Prenatal dysthymia and major depression have been compared by our group for their effects on fetal development (Field, Diego, Hernandez-Reif, Figueiredo, Ascencio, Schanberg & Kuhn, 2007a) and neonatal outcomes (Field, Diego, Hernandez-Reif & Ascencio, 2007b). In the fetal development study (Field et al., 2007a) the major depression group had more self-reported symptoms on several scales including the Center for Epidemiological Studies Depression Scale, the State Anxiety Inventory, the State Anger Inventory, the Daily Hassles Scale and the Behavior Inhibition Scale. However, the dysthymic group had higher prenatal cortisol levels, and their fetuses had lower fetal growth measures including estimated weight, femur length and abdominal circumference, as measured at the first ultrasound visit. Thus, the two types of depressed pregnant women appeared to have different prenatal symptoms with differential effects on their fetuses.

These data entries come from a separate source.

PR #2644, opened 2021-04-08
Split `ConnectionProxy` into a UI-side and a service-side class

jvff:
This PR continues the work to separate the Android app in order to run the service in a separate process. This PR focuses on the `ConnectionProxy`. There are now two `ConnectionProxy` classes, one used by the UI and one used by the service. The service-side class handles the actual communication with the daemon, while the UI side class sends requests and receives events, as well as handling a custom UI state that anticipates the real tunnel state.

As part of the changes, the `ConnectionProxy` is now decoupled from both the service and from the `MullvadVpnService`. Two new `VpnPermission` helper classes (one UI-side and one service-side) were created to help with this decoupling.

Git checklist:

* [x] Describe the change in **`CHANGELOG.md`** under the `[Unreleased]` header. **Internal refactor, no changelog entry necessary.**
* [x] Check that commits follow the [Mullvad coding guidelines](https://github.com/mullvad/coding-guidelines)

---
This change is [Reviewable](https://reviewable.io/reviews/mullvad/mullvadvpn-app/2644)

PR #2692, opened 2021-04-21
Fix VPN permission request

jvff:
A recent refactoring (#2644) broke the logic to request the Android VPN permission. Previously, the `ConnectionProxy` would start the main activity and call a method to request the VPN permission directly. After the refactor, the service side `ConnectionProxy` would instead start the main activity with a request to connect, but that request would not end up requesting for the VPN permission.

While developing a fix, I realized that the intent mechanism wasn't very robust, because it wouldn't be delivered to the activity if the UI was already shown. Therefore, this PR fixes the issue in a different way, leveraging the new IPC channel between the UI and the service. Now, the `VpnPermission` class can send request events to the UI, which will then call the API to request the permission. If the UI is not visible, the permission request event is sent with the initial events when it connects to the service.

This makes the logic more robust, and also fixes a small issue (described in the changelog) where the dialog requesting for the permission wouldn't always show.

Git checklist:

### DIFF
--- a/CHANGELOG.md
+++ b/CHANGELOG.md
@@ -50,6 +50,11 @@ Line wrap the file at 100 chars.                                              Th
 - Set correct permissions for daemon's launch file in installer.
 - Fix downgrades on macOS silently keeping previous version.
 
+#### Android
+- Fix request to connect from notification or quick-settings tile not connecting if VPN permission
+  isn't granted to the app. The app will now show the UI to ask for the permission and correctly
+  connect after it is granted.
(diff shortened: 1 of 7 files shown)


axti (approved):
> Reviewed 7 of 7 files at r1, 4 of 4 files at r2.
> *[Reviewable](https://reviewable.io/reviews/mullvad/mullvadvpn-app/2692)* status: :shipit: complete! all files reviewed, all discussions resolved

PR #2702, opened 2021-04-28
Properly destroy `ServiceConnection` scope after unbinding from service

jvff:
Previously, it was possible to crash the app when leaving it then coming back to it. The cause was that the `ServiceConnection` scope was being recreated without first destroying the old scope. This only happened because the `serviceConnection` property was never set to `null` when intentionally unbinding from the service, because the `onServiceDisconnected` callback is only called if the service disconnects unintentionally.

This PR fixes that by setting the `serviceConnection` to `null` right after unbinding from the service. The call currently has to be done after calling `super.onStop` because the `ServiceDependentFragment` will only properly ignore the disconnection if it has detected that the state has changed to stopped.

The PR also removes a redundant `null` notification of the service connection.

Git checklist:

* [x] Describe the change in **`CHANGELOG.md`** under the `[Unreleased]` header. **Fixes a bug not present in any publicly released version.**

---
This change is [Reviewable](https://reviewable.io/reviews/mullvad/mullvadvpn-app/2702)

### DIFF
--- a/android/src/main/kotlin/net/mullvad/mullvadvpn/ui/MainActivity.kt
+++ b/android/src/main/kotlin/net/mullvad/mullvadvpn/ui/MainActivity.kt
@@ -55,7 +55,6 @@ open class MainActivity : FragmentActivity() {
         override fun onServiceDisconnected(className: ComponentName) {
             android.util.Log.d("mullvad", "UI lost the connection to the service")
             serviceConnection = null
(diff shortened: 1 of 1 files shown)


axti (approved):
> *[Reviewable](https://reviewable.io/reviews/mullvad/mullvadvpn-app/2702)* status: :shipit: complete! all files reviewed, all discussions resolved

PR #2396, opened 2021-01-19
Run `MullvadVpnService` on a separate process on Android

jvff:
This is the final PR to run the `MullvadVpnService` in a separate process. It marks the service to run as a separate process in the manifest, and it removes the `LocalBinder` and the `ServiceInstance` that was used for communication. Now, all communication only happen through the IPC channel.

Git checklist:

* [x] Describe the change in **`CHANGELOG.md`** under the `[Unreleased]` header.
* [x] Check that commits follow the [Mullvad coding guidelines](https://github.com/mullvad/coding-guidelines)

---
This change is [Reviewable](https://reviewable.io/reviews/mullvad/mullvadvpn-app/2396)

PR #2703, opened 2021-04-29
Use IPC channel in quick-settings tile service

jvff:
This PR refactors the quick-settings tile service (`MullvadTileService`) to use the IPC mechanism that has been recently implemented (#2396). Previously, the quick-settings tile used shared preferences persistent storage as a communication mechanism, which sometimes led to issues where the persisted state was not up-to-date. This PR fixes that issue by reading the tunnel state directly through IPC.

As part of the PR, the tunnel state persistence management code was removed. However, some code was added to `MullvadVpnService` to clean up the old persisted value. This could should probably be removed in the future after some time.

This PR also marks the `MullvadTileService` to run on a separate PR. This was necessary to ensure there wasn't two `ServiceConnection` scopes active at the same time (in the same process). It should be possible to not need to run it on a separate process after the dependency injection code of the service connection is improved.

Git checklist:

---
This change is [Reviewable](https://reviewable.io/reviews/mullvad/mullvadvpn-app/2703)


axti (approved):
> *[Reviewable](https://reviewable.io/reviews/mullvad/mullvadvpn-app/2703)* status: :shipit: complete! all files reviewed, all discussions resolved

PR #2706, opened 2021-04-29
Handle keyboard in formsheet presentation (Take 2)

pronebird:

Git checklist:

1. Fix the support for automatic adjustment of UIScrollView content insets to account for keyboard overlay when in form sheet presentation style on iOS 14. This kind of presentation style is iPad specific and behaves slightly different in different versions of iOS. 
  
    Most recent versions of iOS move the controller along with the keyboard which makes it impossible to determine the part of the view that's being covered by the keyboard at the time when keyboard is about to appear. The only solution to that problem that I could find was to track the container's `frame`. 
  
    This works fine, however it seems that on iOS 14 the `presentationController?.containerView` is `nil` at the time when keyboard appears so the only way to fix this was to traverse back up and fine the container view that's being moved along the keyboard manually. This solution was tested across iOS 12 - 14.

2. on iPad, the form sheet presentation (by default) prevents the keyboard dismissal, so hitting the dismiss button in the keyboard does nothing. To address this, the view controllers that present the keyboard should return `false` from `disablesAutomaticKeyboardDismissal`. Note that in all other presentation styles the default implementation of `disablesAutomaticKeyboardDismissal` returns false as per documentation.

---
This change is [Reviewable](https://reviewable.io/reviews/mullvad/mullvadvpn-app/2706)

### DIFF
--- a/ios/MullvadVPN/AutomaticKeyboardResponder.swift
+++ b/ios/MullvadVPN/AutomaticKeyboardResponder.swift
@@ -88,20 +88,19 @@ class AutomaticKeyboardResponder {
     private var parentViewController: UIViewController? {
         var responder: UIResponder? = targetView
         let iterator = AnyIterator { () -> UIResponder? in
-            let next = responder?.next
-            responder = next
-            return next
+            responder = responder?.next
+            return responder
         }
 
         return iterator.first { $0 is UIViewController } as? UIViewController
     }
 
+    /// Returns the presentation container view that's moved along with the keyboard on iPad
     private var presentationContainerView: UIView? {
         var currentView = parentViewController?.view
         let iterator = AnyIterator { () -> UIView? in
-            let next = currentView?.superview
-            currentView = next
-            return next
+            currentView = currentView?.superview
+            return currentView
         }
 
         // Find the container view that private `_UIFormSheetPresentationController` moves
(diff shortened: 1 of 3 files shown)


pronebird (commented):
> *[Reviewable](https://reviewable.io/reviews/mullvad/mullvadvpn-app/2706)* status: 0 of 3 files reviewed, all discussions resolved

___
*[ios/MullvadVPN/AutomaticKeyboardResponder.swift, line 109 at r1](https://reviewable.io/reviews/mullvad/mullvadvpn-app/2706#-MZT-HchBZHyKMJb52pX:-MZT-HchBZHyKMJb52pY:btd4wgd) ([raw file](https://github.com/mullvad/mullvadvpn-app/blob/b9d446b6a53f6f6ddfaa5558d27c706b9857d3b0/ios/MullvadVPN/AutomaticKeyboardResponder.swift#L109)):*
> ```Swift
>         // along with the keyboard.
>         return iterator.first { (view) -> Bool in
>             return view.description.starts(with: "<UIDropShadowView")
> ```

FYI I realise that this is too much reliance on private view hierarchy but believe me I have tried everything before going this route.

axti (approved):
> *[Reviewable](https://reviewable.io/reviews/mullvad/mullvadvpn-app/2706)* status: :shipit: complete! all files reviewed, all discussions resolved

PR #2720, opened 2021-05-04
Read application name from exe-file

raksooo:
This PR contains code for retrieving an applications name from the resource tree within the exe-file. This is used when displaying the name of excluded applications that has been added with the file-picker.

Git checklist:

---
This change is [Reviewable](https://reviewable.io/reviews/mullvad/mullvadvpn-app/2720)

### DIFF
--- a/gui/src/main/index.ts
+++ b/gui/src/main/index.ts
@@ -1224,7 +1224,9 @@ class ApplicationMain {
         // that we want to add to the list of additional applications.
         if (typeof application === 'string') {
           this.guiSettings.addBrowsedForSplitTunnelingApplications(application);
-          const applicationPath = windowsSplitTunneling.addApplicationPathToCache(application);
+          const applicationPath = await windowsSplitTunneling.addApplicationPathToCache(
+            application,
+          );
           await this.daemonRpc.addSplitTunnelingApplication(applicationPath);
         } else {
           await this.daemonRpc.addSplitTunnelingApplication(application.absolutepath);
--- a/gui/src/main/windows-pe-parser.ts
+++ b/gui/src/main/windows-pe-parser.ts
@@ -196,6 +196,9 @@ export const ULONGLONG = {
     },
   },
 };
+export const WCHAR = {
+  primitive: { size: 2, reader: (buffer: Buffer) => buffer.readUInt16LE(0) },
+};
 export const WORD = {
   primitive: { size: 2, reader: (buffer: Buffer) => buffer.readUInt16LE(0) },
 };
@@ -371,7 +374,104 @@ export const IMAGE_IMPORT_MODULE_DIRECTORY = {
   ],
 };
 
+export const IMAGE_RESOURCE_DIRECTORY = {
+  struct: [
+    { name: 'Characteristics', datatype: DWORD },
+    { name: 'TimeDateStamp', datatype: DWORD },
+    { name: 'MajorVersion', datatype: WORD },
+    { name: 'MinorVersion', datatype: WORD },
+    { name: 'NumberOfNameEntries', datatype: WORD },
+    { name: 'NumberOfIdEntries', datatype: WORD },
+  ],
+};
+
+export const IMAGE_RESOURCE_DIRECTORY_ID_ENTRY = {
+  struct: [
+    { name: 'Id', datatype: DWORD },
+    { name: 'OffsetToData', datatype: DWORD },
+  ],
+};
+
+export const IMAGE_RESOURCE_DIRECTORY_DATA_ENTRY = {
+  struct: [
+    { name: 'DataRVA', datatype: DWORD },
+    { name: 'Size', datatype: DWORD },
+    { name: 'CodePage', datatype: DWORD },
+    { name: '_Reserved', datatype: DWORD },
+  ],
+};
+
+export const VS_FIXEDFILEINFO = {
+  struct: [
+    { name: 'dwSignature', datatype: DWORD },
+    { name: 'dwStrucVersion', datatype: DWORD },
+    { name: 'dwFileVersionMS', datatype: DWORD },
+    { name: 'dwFileVersionLS', datatype: DWORD },
+    { name: 'dwProductVersionMS', datatype: DWORD },
+    { name: 'dwProductVersionLS', datatype: DWORD },
+    { name: 'dwFileFlagsMask', datatype: DWORD },
+    { name: 'dwFileFlags', datatype: DWORD },
+    { name: 'dwFileOS', datatype: DWORD },
+    { name: 'dwFileType', datatype: DWORD },
+    { name: 'dwFileSubtype', datatype: DWORD },
+    { name: 'dwFileDateMS', datatype: DWORD },
+    { name: 'dwFileDateLS', datatype: DWORD },
+  ],
+};
+
+// This structure can't be expressed with this format since Padding1 and Padding2 has a variable
+// size.
+export const VS_VERSIONINFO = {
+  struct: [
+    { name: 'wLength', datatype: WORD },
+    { name: 'wValueLength', datatype: WORD },
+    { name: 'wType', datatype: WORD },
+    // { name: 'szKey', datatype: ARRAY(?, WCHAR) },
+    // { name: 'Padding1', datatype: WORD },
+    // { name: 'Value', datatype: VS_FIXEDFILEINFO },
+    // { name: 'Padding2', datatype: WORD },
+    // { name: 'Children', datatype: WORD },
+  ],
+};
+
+// This structure can't be expressed with this format since Padding has a variable size.
+export const STRING_FILE_INFO = {
+  struct: [
+    { name: 'wLength', datatype: WORD },
+    { name: 'wValueLength', datatype: WORD },
+    { name: 'wType', datatype: WORD },
+    // { name: 'szKey', datatype: ARRAY(?, WCHAR) },
+    // { name: 'Padding', datatype: WORD },
+    // { name: 'Children', datatype: WORD },
+  ],
+};
+
+// This structure can't be expressed with this format since Padding has a variable size.
+export const STRING_TABLE = {
+  struct: [
+    { name: 'wLength', datatype: WORD },
+    { name: 'wValueLength', datatype: WORD },
+    { name: 'wType', datatype: WORD },
+    // { name: 'szKey', datatype: ARRAY(?, WCHAR) },
+    // { name: 'Padding', datatype: WORD },
+    // { name: 'Children', datatype: WORD },
+  ],
+};
+
+// This structure can't be expressed with this format since Padding has a variable size.
+export const STRING_TABLE_STRING = {
+  struct: [
+    { name: 'wLength', datatype: WORD },
+    { name: 'wValueLength', datatype: WORD },
+    { name: 'wType', datatype: WORD },
+    // { name: 'szKey', datatype: ARRAY(?, WCHAR) },
+    // { name: 'Padding', datatype: WORD },
+    // { name: 'Value', datatype: WORD },
+  ],
+};
+
 export const IMAGE_DIRECTORY_ENTRY_IMPORT = 1;
+export const IMAGE_DIRECTORY_ENTRY_RESOURCE = 2;
 
 export type ImageNtHeadersUnion = typeof IMAGE_NT_HEADERS | typeof IMAGE_NT_HEADERS64;
 export type ImageOptionalHeaderUnion =
--- a/gui/src/main/windows-split-tunneling.ts
+++ b/gui/src/main/windows-split-tunneling.ts
@@ -16,10 +16,19 @@ import {
   IMAGE_OPTIONAL_HEADER32,
   ImageOptionalHeaderUnion,
   PrimitiveValue,
-  rvaToOffset,
+  rvaToOffset as rvaToOffsetImpl,
   StructValue,
   Value,
   DWORD,
+  IMAGE_DIRECTORY_ENTRY_RESOURCE,
+  IMAGE_RESOURCE_DIRECTORY,
+  IMAGE_RESOURCE_DIRECTORY_DATA_ENTRY,
+  VS_VERSIONINFO,
+  STRING_FILE_INFO,
+  STRING_TABLE,
+  StructWrapper,
+  STRING_TABLE_STRING,
+  IMAGE_RESOURCE_DIRECTORY_ID_ENTRY,
 } from './windows-pe-parser';
 
 interface ShortcutDetails {
@@ -27,6 +36,8 @@ interface ShortcutDetails {
   name: string;
   args?: string;
 }
+
+type RvaToOffset = (rva: number) => Promise<number>;
 
 // Applications are found by scanning the start menu directories
 const APPLICATION_PATHS = [
@@ -65,7 +76,9 @@ export async function getApplications(options: {
   }
 
   // Add excluded apps that are missing from the shortcut cache to it
-  options.applicationPaths?.forEach(addApplicationToAdditionalShortcuts);
+  if (options.applicationPaths) {
+    await Promise.all(options.applicationPaths.map(addApplicationToAdditionalShortcuts));
+  }
 
   await updateApplicationCache();
   // If applicationPaths is supplied the returnvalue should only contain the applications
@@ -88,14 +101,14 @@ export async function getApplications(options: {
 }
 
 // Adds either a shortcut or an executable to the additionalShortcuts list
-export function addApplicationPathToCache(applicationPath: string): string {
+export async function addApplicationPathToCache(applicationPath: string): Promise<string> {
   const parsedPath = path.parse(applicationPath);
   if (parsedPath.ext === '.lnk') {
     const shortcutDetiails = shell.readShortcutLink(path.resolve(applicationPath));
     additionalShortcuts.push({ ...shortcutDetiails, name: path.parse(applicationPath).name });
     return shortcutDetiails.target;
   } else {
-    addApplicationToAdditionalShortcuts(applicationPath);
+    await addApplicationToAdditionalShortcuts(applicationPath);
     return applicationPath;
   }
 }
@@ -135,7 +148,7 @@ async function updateApplicationCache(): Promise<void> {
 }
 
 // Add excluded apps that are missing from the shortcut cache to it
-function addApplicationToAdditionalShortcuts(applicationPath: string): void {
+async function addApplicationToAdditionalShortcuts(applicationPath: string): Promise<void> {
   if (
     shortcutCache[applicationPath.toLowerCase()] === undefined &&
     !additionalShortcuts.some(
@@ -144,7 +157,7 @@ function addApplicationToAdditionalShortcuts(applicationPath: string): void {
   ) {
     additionalShortcuts.push({
       target: applicationPath,
-      name: path.parse(applicationPath).name,
+      name: (await getProgramName(applicationPath)) ?? path.parse(applicationPath).name,
     });
   }
 }
@@ -173,18 +186,26 @@ function resolveLinks(linkPaths: string[]): ShortcutDetails[] {
           ...shell.readShortcutLink(path.resolve(link)),
           name: path.parse(link).name,
         };
-      } catch (_e) {
+      } catch {
         return null;
       }
     })
     .filter(
       (shortcut): shortcut is ShortcutDetails =>
         shortcut !== null &&
-        shortcut.name !== 'Mullvad VPN' &&
+        !shortcut.target.endsWith('Mullvad VPN.exe') &&
         shortcut.target.endsWith('.exe') &&
-        !shortcut.target.toLowerCase().includes('uninstall') &&
-        !shortcut.name.toLowerCase().includes('uninstall'),
+        !shortcut.target.toLowerCase().includes('install') && // Covers "uninstall" as well.
+        !shortcut.name.toLowerCase().includes('install'),
     );
+}
+
+async function getProgramName(exePath: string): Promise<string | undefined> {
+  try {
+    return await getProductName(exePath);
+  } catch {
+    return undefined;
+  }
 }
 
 // Removes all duplicate shortcuts.
@@ -229,7 +250,6 @@ async function importsDll(path: string, dllName: string): Promise<boolean> {
   try {
     fileHandle = await fs.promises.open(path, fs.constants.O_RDONLY);
   } catch (e) {
-    log.error('Failed to create file handle.', e);
     return false;
   }
 
@@ -240,42 +260,14 @@ async function importsDll(path: string, dllName: string): Promise<boolean> {
 
 async function getExeImports(fileHandle: fs.promises.FileHandle, path: string): Promise<string[]> {
   try {
-    const ntHeader = await getNtHeader(fileHandle);
-    const fileHeader = ntHeader.get<StructValue<typeof IMAGE_FILE_HEADER>>('FileHeader');
-    const optionalHeader = ntHeader.get<StructValue<ImageOptionalHeaderUnion>>('OptionalHeader');
-
-    const importTableRva = optionalHeader
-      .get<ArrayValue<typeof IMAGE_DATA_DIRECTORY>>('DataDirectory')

In the neonatal outcome study (Field et al., 2007b), the newborns of dysthymic versus major depression disorder mothers had a significantly shorter gestational age, a lower birthweight, shorter birth length and less optimal obstetric complications scores. The neonates of dysthymic mothers also had lower orientation and motor scores and more depressive symptoms on the Brazelton Neonatal Behavior Assessment Scale. These findings were not surprising given the inferior fetal measures including lower fetal weight, fetal length, femur length and abdominal circumference noted in our earlier study on fetuses of dysthymic pregnant women (Field et al., 2007b).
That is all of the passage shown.